PR #2913, opened 2023-10-01
Default storage class for virtualization purposes

akalenyu:
Storage providers in the field may supply many ways of utilizing a back end storage solution;  
They do so by providing different Kubernetes StorageClass parameters.

With the growth of kubevirt adoptions, we may sometimes see a certain combination of storage class parameters is preferrable for VM workloads.
This PR presents a possible way of steering kubevirt users
towards using such identified storage class.

Fixes #

Was considering not doing functional tests but this feels too important.
There is little to no penalty because the entire block of tests I'm adding takes less than 30 seconds.
(No wait for dv success)

**Release note**:

```release-note
Default virtualization storage class that takes precedence over k8s default storage class
```

### DIFF
--- a/cmd/cdi-controller/controller.go
+++ b/cmd/cdi-controller/controller.go
@@ -369,6 +369,7 @@ func getTokenPrivateKey() *rsa.PrivateKey {
 func registerMetrics() {
 	metrics.Registry.MustRegister(controller.IncompleteProfileGauge)
 	controller.IncompleteProfileGauge.Set(-1)
+	metrics.Registry.MustRegister(controller.DefaultVirtStorageClassesGauge)
 	metrics.Registry.MustRegister(controller.DataImportCronOutdatedGauge)
 }
 
--- a/pkg/controller/common/util.go
+++ b/pkg/controller/common/util.go
@@ -27,6 +27,7 @@ import (
 	"net/http"
 	"reflect"
 	"regexp"
+	"sort"
 	"strconv"
 	"strings"
 	"sync"
@@ -211,6 +212,8 @@ const (
 
 	//AnnDefaultStorageClass is the annotation indicating that a storage class is the default one.
 	AnnDefaultStorageClass = "storageclass.kubernetes.io/is-default-class"
+	// AnnDefaultVirtStorageClass is the annotation indicating that a storage class is the default one for virtualization purposes
+	AnnDefaultVirtStorageClass = "storageclass.kubevirt.io/is-default-virt-class"
 
 	// AnnOpenShiftImageLookup is the annotation for OpenShift image stream lookup
 	AnnOpenShiftImageLookup = "alpha.image.policy.openshift.io/resolve-names"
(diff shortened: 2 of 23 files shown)


pkg/controller/common/util.go
```diff
@@ -211,6 +212,8 @@ const (
 
 	//AnnDefaultStorageClass is the annotation indicating that a storage class is the default one.
 	AnnDefaultStorageClass = "storageclass.kubernetes.io/is-default-class"
+	// AnnDefaultVirtStorageClass is the annotation indicating that a storage class is the default one for virtualization purposes
+	AnnDefaultVirtStorageClass = "storageclass.kubevirt.io/is-default-class"
```
aglitke, line 216: Maybe this should be storageclass.kubevirt.io/is-default-virt-class to avoid confusion with the standard k8s annotation.  I know we have a different URI but still.

akalenyu: Was just following the pattern
`snapshot.storage.kubernetes.io/is-default-class`
`ingressclass.kubernetes.io/is-default-class`
`storageclass.kubernetes.io/is-default-class`

akalenyu: I am up for extra clarity though so just let me know if this still makes sense

pkg/controller/common/util.go
```diff
@@ -434,38 +437,97 @@ func GetVolumeMode(pvc *corev1.PersistentVolumeClaim) corev1.PersistentVolumeMod
...
+
+	return storageClass, nil
+}
+
+// GetStorageClassByNameWithVirtFallback looks up the storage class based on the name
+// If name is nil, it looks for the following, in this order:
+// default kubevirt storage class (if the caller is interested) storageclass.kubevirt.io/is-default-class
+// default k8s storage class storageclass.kubernetes.io/is-default-class
+// If no storage class is found, returns nil
+func GetStorageClassByNameWithVirtFallback(ctx context.Context, client client.Client, name *string, considerVirtSc bool) (*storagev1.StorageClass, error) {
```
mhenriks, line 466: Why both `GetStorageClassByName` and `GetStorageClassByNameWithVirtFallback`?  I'm sure there's a good reason.  Prob worth adding a comment why 

Also, bool params should be avoided when possible.  Maybe it would be better to have function take a DataVolume as a param instead?

pkg/controller/common/util.go
akalenyu: Done

cmd/cdi-controller/controller.go
```diff
@@ -369,6 +369,7 @@ func getTokenPrivateKey() *rsa.PrivateKey {
 func registerMetrics() {
 	metrics.Registry.MustRegister(controller.IncompleteProfileGauge)
 	controller.IncompleteProfileGauge.Set(-1)
+	metrics.Registry.MustRegister(controller.DefaultVirtStorageClassesGauge)
```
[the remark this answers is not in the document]
akalenyu: Good point, not sure if anyone would look up storage profiles though

pkg/controller/common/util.go
akalenyu: > Why both `GetStorageClassByName` and `GetStorageClassByNameWithVirtFallback`? I'm sure there's a good reason. Prob worth adding a comment why

Renamed to better communicate the reason.
Basically, there will still be flows where you don't want to take content type into account, quick example is when using the `PVC` API

> Also, bool params should be avoided when possible. Maybe it would be better to have function take a DataVolume as a param instead?

Yes definitely. Hopefully this is better now, whole DV was a bit overkill but content type should be fine

pkg/controller/common/util.go
```diff
@@ -434,38 +437,97 @@ func GetVolumeMode(pvc *corev1.PersistentVolumeClaim) corev1.PersistentVolumeMod
 	return util.ResolveVolumeMode(pvc.Spec.VolumeMode)
 }
 
-// GetStorageClassByName looks up the storage class based on the name. If no storage class is found returns nil
-func GetStorageClassByName(ctx context.Context, client client.Client, name *string) (*storagev1.StorageClass, error) {
+// GetStorageClassByNameWithK8sFallback looks up the storage class based on the name
+// If name is nil, it looks for the default k8s storage class storageclass.kubernetes.io/is-default-class
+// If no storage class is found, returns nil
+func GetStorageClassByNameWithK8sFallback(ctx context.Context, client client.Client, name *string) (*storagev1.StorageClass, error) {
+	if name == nil {
```
awels, line 444: Can't you just call `GetStorageClassByNameWithVirtFallback(ctx, client, name, cdiv1.DataVolumeArchive)` or if you think that is confusing, have a 3rd function that is called from these two. The amount of duplicated code is like 95% between these two functions.

awels (commented):
looks good, just one minor code duplication question

pkg/controller/common/util.go
akalenyu: Yep definitely, thanks, pushed a change

awels (approved):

-.-.-

## PROBLEM REQUIREMENTS
Say how many lines of the material contain the word "based", with no other text.

## ANSWER BOX
3